Year after year, Hollywood churns a host of sequels, reboots, and remakes on a quest to find Eden, because embedded deep within our souls is a nostalgic quest for a lost paradise—and film is often where it leads us.

The reason sequels, reboots, and remakes become mixed up in this desire is because our broken world is deficient to satisfy our hunger. Instead, we attach the desire to something more tangible, but still vague enough to provide an ineffable hope, like memories of feelings we have had in certain times in our past, when things seemed just right. We can expect evidence of this reality when we go to the movies. We are drawn to sequels and prequels because they promise to take us back to a place we remember enjoying. We are drawn to reboots and remakes because they promise to recreate encounters with characters and stories that once gave us comfort. We love these films because they promise to give us something we remember being perfect.

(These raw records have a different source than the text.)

PR #2445, opened 2024-06-03
Bloch `add_states` color argument dim bug

PositroniumJS:
**Description**
- Fix a dimension problem for the argument `color` of `Bloch.add_states`
  ```python
  import qutip as qt
  bloch.add_states([qt.basis(2,0), qt.basis(2,1)], colors=["crimson", "gold"]) # fails whereas it should work
  bloch.add_states([qt.basis(2,0), qt.basis(2,1)], colors=[["crimson"], ["gold"]]) # what works
  ```
- Clean-up of the code in `Bloch.add_states` as asked in #1913 
- Add `Bloch.add_arc` and `Bloch.add_line` in the guide on Bloch class

### DIFF
--- a/doc/guide/guide-bloch.rst
+++ b/doc/guide/guide-bloch.rst
@@ -29,7 +29,7 @@ Before getting into the details of these objects, we can simply plot the blank B
 .. plot::
     :context:
 
-    b.make_sphere()
+    b.render()
 
 In addition to the ``show`` command, see the API documentation for :class:`~qutip.bloch.Bloch` for a full list of other available functions.
 As an example, we can add a single data point:
@@ -107,6 +107,15 @@ a similar method works for adding vectors:
     b.clear()
     vec = [[1, 0, 0], [0, 1, 0], [0, 0, 1]]
     b.add_vectors(vec)
+    b.render()
+
+You can also add lines and arcs:
+
+.. plot::
+    :context: close-figs
+
+    b.add_line(x, y)
+    b.add_arc(y, z)
     b.render()
 
 Adding multiple points to the Bloch sphere works slightly differently than adding multiple states or vectors.  For example, lets add a set of 20 points around the equator (after calling `clear()`):
@@ -332,7 +341,7 @@ The code to directly generate an mp4 movie of the Qubit decay is as follows ::
       sphere.clear()
       sphere.add_vectors([np.sin(theta), 0, np.cos(theta)], ["r"])
       sphere.add_points([sx[:i+1], sy[:i+1], sz[:i+1]])
-      sphere.make_sphere()
+      sphere.render()
       return ax
 
    ani = animation.FuncAnimation(fig, animate, np.arange(len(sx)), blit=False, repeat=False)
--- a/qutip/bloch.py
+++ b/qutip/bloch.py
@@ -1,6 +1,7 @@
 __all__ = ['Bloch']
 
 import os
+from typing import Literal
 
 import numpy as np
 from numpy import (outer, cos, sin, ones)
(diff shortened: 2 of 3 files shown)


PositroniumJS:
Hello @Ericgig,
Do you think that it is ready to merge?

doc/guide/guide-bloch.rst
```diff
@@ -29,7 +29,7 @@ Before getting into the details of these objects, we can simply plot the blank B
 .. plot::
     :context:
 
-    b.make_sphere()
+    b.render()
```
Ericgig, line 32: Why change this?
Both work.

qutip/bloch.py
```diff
@@ -393,12 +393,12 @@ def add_states(self, state, kind='vector', colors=None, alpha=1.0):
 
             if kind == 'vector':
                 if colors is not None:
-                    self.add_vectors(vec, colors=colors[k], alpha=alpha)
+                    self.add_vectors(vec, colors=[colors[k]], alpha=alpha)
```
Ericgig, line 396: Would this break code of those who already implemented the list of list method?
Could we support both, or add a custom error message to update them to the change?

doc/guide/guide-bloch.rst
PositroniumJS: Because of

> We have `render` and `make_sphere` methods that do exactly the same (`make_sphere` calls render) I would vote to deprecate `make_sphere` for QuTiP 5.0.

from issue #1913

qutip/bloch.py
PositroniumJS: It will break the list of list method but [according to the doc,](https://qutip.readthedocs.io/en/qutip-5.0.x/apidoc/classes.html#qutip.bloch.Bloch.add_states), it should have never worked like this.

But I agree that it can be convenient to add a check in the method

PositroniumJS: I have added a check and I have cleaned the function as asked in #1917

PositroniumJS:
@Ericgig I think it is ready to merge. Thank you 🙏

Ericgig (approved):

Ericgig:
Thank you

lukaspostler:
Hello @PositroniumJS ,
I used to specify colors for states on the Bloch sphere as four-tuples. It seems like this is not possible anymore in Qutip 5.1.1.
Do I get it right, that only a list/array of strings with the same length as the argument `state` can be specified for `color`?

Here is a minimal working example that used to work with with Qutip 5.0.4 and does no work anymore with Qutip 5.1.1:
```
import qutip as qt
import numpy as np
from numpy import pi as pi
import matplotlib.cm as cm

state_zero = qt.basis(2, 0)
state_one = qt.basis(2, 1)

angles = np.linspace(0, pi, 100)
colors = cm.rainbow(np.linspace(0, 1, len(angles)))
colors = [tuple(color) for color in colors]
colors = np.asarray(colors)
quantum_states = [np.cos(angle) * state_zero + np.sin(angle) * state_one for angle in angles]

bloch = qt.Bloch()
bloch.add_states(quantum_states, kind='point', colors=colors)
bloch.show()
plt.show()
```

PositroniumJS:
> Hello @PositroniumJS , I used to specify colors for states on the Bloch sphere as four-tuples. It seems like this is not possible anymore in Qutip 5.1.1. Do I get it right, that only a list/array of strings with the same length as the argument `state` can be specified for `color`?

Hello @lukaspostler,
Sorry, I was not aware of this possibility. It requests only a small change [here](https://github.com/qutip/qutip/blob/master/qutip/bloch.py#L409) to work again: replace `if colors.shape != state.shape:` by `if len(colors) != len(state):`

lukaspostler:
Hello @PositroniumJS,
thank you for looking into and fixing this!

As C.S. Lewis says: “The books or the music in which we thought the beauty was located will betray us if we trust to them; it was not in them, it only came through them, and what came through them was longing. These things—the beauty, the memory of our own past—are good images of what we really desire; but if they are mistaken for the thing itself they turn into dumb idols, breaking the hearts of their worshippers. For they are not the thing itself; they are only the scent of a flower we have not found, the echo of a tune we have not heard, news from a country we have never yet visited.